E se a sua vida passasse assim, num Click (2006)?
Se você sente que não tem tempo para curtir sua família, ou se esqueceu completamente do significado de descanso e paz, saiba que seus problemas não acabaram devido a um novo produto das Indústrias Tabajara, e muito menos por causa de um novo longa dos Cassetas. A resposta mercadológica da ficção é um controle remoto capaz de comandar universalmente a própria existência. Essa é a premissa central de Click (2006), uma produção que, sob o manto de uma comédia convencional, esconde uma contundente e surpreendente fábula existencialista.

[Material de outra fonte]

Issue #7362, opened 2022-08-26
Better release notes generation and automated release process


Pierre-Sassoulas:
### Current problem

- contributor-txt pollutes the contributor file with a header because it does not detect the existing header
- The release notes are generated as rst but github want markdown
- Only the first link is generated when there is two or more issues referenced in a fragment

### Desired solution

Markdown creation so it can be used in both context, other issue automatically fixed

### Additional context

Noticed during the release of 2.15.0.

DudeNr33:
Markdown is not really directly supported by `towncrier`. 
But people have found [hacks](https://github.com/twisted/towncrier/issues/128) for a workaround.
Alternatively, we could use `pandoc` or a similar tool to convert it. 

For the link generation: This will also require some scripting. Currently we use the `issue_format` option:
https://github.com/PyCQA/pylint/blob/24eaec26f701cf8adddf27ffa8859e0bb5074a89/towncrier.toml#L6
The `{issue}` placeholder is simply the first part of the message fragment.
Maybe some pre-commit hook to convert simple `#1234` into actual GitHub links would be better?

Pierre-Sassoulas:
For github we could do with only  "#{issue}". I was thinking of using .md in order to not have to generate another document but this is done very unfrequentely so launching a script to generate github's text is reasonable.

DudeNr33:
Sorry for the delay. I looked into the issue with the duplicated labels in the release notes.

The problem comes from the `sphinx.ext.autosectionlabel` extension. Comparing our generated releasenotes with other projects like [`pytest`](https://github.com/pytest-dev/pytest/blob/main/doc/en/changelog.rst) and [`twisted`](https://github.com/twisted/twisted/blob/trunk/NEWS.rst) that use `towncrier`, it is normal to have duplicated titles in the resulting document. 

The options we have to resolve this are:

* Add `autosectionlabel_maxdepth = 2` to `doc/conf.py`, which limits the autogeneration of labels to the first two levels (see [docs](https://www.sphinx-doc.org/en/master/usage/extensions/autosectionlabel.html#confval-autosectionlabel_maxdepth))

OR

* Use `single_file=false` in `towncrier.toml`, which would generate separate files for each release (see [docs](https://github.com/twisted/towncrier#further-options)).

If the first option is OK for you, I would prefer that one.

Pierre-Sassoulas:
[...]

PR #7369, opened 2022-08-27
Fix 2.15 changelog

cdce8p:
## Description
Just checked the `2.15` release notes and noticed that my change wasn't included. I guess it's important to use an underscore in the suffix 🤷🏻‍♂️

Refs #7322


Pierre-Sassoulas (approved):
Nice catch. Something to add to #7362

PR #7370, opened 2022-08-27
Fix `used-before-assignment` for functions/classes defined in type checking guard

### LINKED ISSUE #7368: `E0601: used-before-assignment` false positive for import under `TYPE_CHECKING` check
### Bug description

```python
# pylint: disable=missing-module-docstring, missing-function-docstring

if TYPE_CHECKING:
    from typing_extensions import assert_type
else:

    def assert_type(val, _):
        return val

ANSWER = 42
assert_type(ANSWER, int)
```

### Configuration

_No response_

### Command used

```shell
pylint a.py
```

### Pylint output

```shell
************* Module a
a.py:13:0: E0601: Using variable 'assert_type' before assignment (used-before-assignment)

Your code has been rated at 2.86/10 (previous run: 2.86/10, +0.00)
```

### Expected behavior

This is a false positive, as `assert_type` is defined in both branches of the `if`.

### Pylint version

```shell
pylint 2.15.0
astroid 2.12.4
Python 3.10.6 (main, Aug  3 2022, 17:39:45) [GCC 12.1.1 20220730]
```

### OS / Environment

Archlinux

### Additional dependencies

astroid==2.12.4
dill==0.3.5.1
isort==5.10.1
lazy-object-proxy==1.7.1
mccabe==0.7.0
platformdirs==2.5.2
pylint==2.15.0
tomli==2.0.1
tomlkit==0.11.4
wrapt==1.14.1

Rogdham:
## Type of Changes

## Description

Closes #7368

This PR fixes the following false-positive:

```python

if TYPE_CHECKING:
    from typing_extensions import assert_type
else:

    def assert_type(val, _):
        return val

ANSWER = 42
assert_type(ANSWER, int)  # E0601: Using variable 'assert_type' before assignment (used-before-assignment)
```

The issue comes from definitions in the `else` block of a `if` type-guard.

In 3159b1744caee14068b4d875bb5adaa5ffbebd44 the case was already handled for assignments, I had only added cases for function and class that are defined in the `else` part.

### DIFF
--- a/doc/whatsnew/fragments/7368.false_positive
+++ b/doc/whatsnew/fragments/7368.false_positive
@@ -1,0 +1,3 @@
+Fix ``used-before-assignment`` for functions/classes defined in type checking guard.
+
+Closes #7368
--- a/pylint/checkers/variables.py
+++ b/pylint/checkers/variables.py
@@ -1841,7 +1841,6 @@ class VariablesChecker(BaseChecker):
         base_scope_type,
         is_recursive_klass,
     ) -> tuple[bool, bool, bool]:
-        # pylint: disable=too-many-nested-blocks
         maybe_before_assign = True
         annotation_return = False
         use_outer_definition = False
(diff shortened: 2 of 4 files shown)


jacobtylerwalls (approved):
Looks great. Congrats on becoming a pylint contributor!

PR #7373, opened 2022-08-28
Added documentation examples for `bad-format-string-key`

DudeNr33:
## Type of Changes

## Description
Documentation examples for `bad-format-string-key`.

Refs #5953

### DIFF
--- a/doc/data/messages/b/bad-format-string-key/bad.py
+++ b/doc/data/messages/b/bad-format-string-key/bad.py
@@ -1,0 +1,1 @@
+print("%(one)d" % {"one": 1, 2: 2})  # [bad-format-string-key]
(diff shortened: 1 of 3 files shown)


doc/data/messages/b/bad-format-string-key/bad.py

Na trama, o arquiteto Michael Newman (vivido por Adam Sandler) recebe esse dispositivo surreal de presente das mãos de Morty (Christopher Walken), um cientista excêntrico, com o objetivo inicial de sanar todas as suas dificuldades de tempo e espaço. De início, a narrativa visual estabelece tudo em perfeita ordem: o protagonista diminui o volume do latido do cachorro, pausa discussões exaustivas, pula brigas matrimoniais e acelera momentos chatos para focar obsessivamente no trabalho, buscando a tão sonhada promoção. Contudo, o roteiro sabota essa ilusão de poder quando o aparelho passa a agir no piloto automático, fazendo com que as coisas comecem a sair literalmente de seu controle.

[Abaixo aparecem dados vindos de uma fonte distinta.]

PR #7378, opened 2022-08-29
Fix following "Bump astroid from 2.12.4 to 2.12.5"

Pierre-Sassoulas:
Reverts PyCQA/pylint#7377

### DIFF
--- a/.github/workflows/changelog.yml
+++ b/.github/workflows/changelog.yml
@@ -6,7 +6,7 @@ on:
 
 env:
   # Also change CACHE_VERSION in the other workflows
-  CACHE_VERSION: 22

A direção engata excelentes situações cômicas ancoradas nessa premissa instigante. A metáfora de ter a vida modificada por um apertar de botão transcende o humor rasteiro, forçando o espectador a repensar criticamente as escolhas e prioridades do próprio dia a dia. Adam Sandler demonstra carisma e sensibilidade dramática suficientes para segurar uma produção que transiciona sutilmente de uma comédia familiar leve para um drama genuinamente doloroso. O astro recebe o apoio luxuoso do veterano Christopher Walken, impecável com sua energia de gênio incompreendido, e de Kate Beckinsale, que confere uma doçura maravilhosa e dignidade à esposa negligenciada.
Outro grande acerto reside nas participações satíricas, com destaque para David Hasselhoff. Interpretando o chefe boboca e corporativo de Newman, o ator entrega uma graça irresistível justamente na imbecilidade caricata de seu papel. Embora o terço final insira uma óbvia lição de moral e um sentimentalismo carregado, o filme cumpre com louvor seu papel de entretenimento reflexivo. As boas gargalhadas são garantidas por gags memoráveis — como as interações com a família de vizinhos japoneses, a clássica implicância com os O’Doyle, as pausas constrangedoras no chefe e a bizarra sunga do professor de natação. Se você ainda acha que não tem tempo sequer para um cineminha descompromissado com as pessoas que ama, este longa é um definitivo convite para você pensar de novo.
INFORMAÇÕES ESPECIAIS:
Que conversa é essa? Que história é essa? Uma hora dessa?
Adam Sandler: Um dos produtores de Click, Sandler antes só fazia besteirol escatalógico. Hoje consegue alternar trabalhos esquecíveis (Billy Madison, Happy Gilmore, O Paizão, Golpe Baixo, Little Nicky) com filmes de certa consistência (Como Se Fosse a Primeira Vez, Tratamento de Choque, Espanglês e Embriagado de Amor).
Franck Coraci: Diretor de Click, colabora pela terceira ver com Sandler. Os outros filmes foram O Rei da Água e Afinado no Amor. Fraquíssimos por sinal.
Chistopher Walken: Versátil, já fez personagens durões (Penetras Bons-de-Bico), o próprio Cavaleiro-Sem-Cabeça (A Lenda do Cavaleiro-Sem-Cabeça), mafiosos (Domino, Pulp Fiction) e até mesmo outro cientista maluco em De Volta Para o Presente.
Kate Beckinsale: Já foi caçadora de monstros em Van Helsing, a vampira mor de Underworld – Anjos da Noite e Underworld – Evolução, fez a mocinha do mega-blockbuster Pearl Harbor e interpretou com atitude a diva Ava Gardner em O Aviador.
David Hasselhof: Galã da televisão, fez as séries Super Máquina e Baywatch, fez rir de si mesmo fazendo uma participação especial no longa metragem Bob Esponja – O Filme.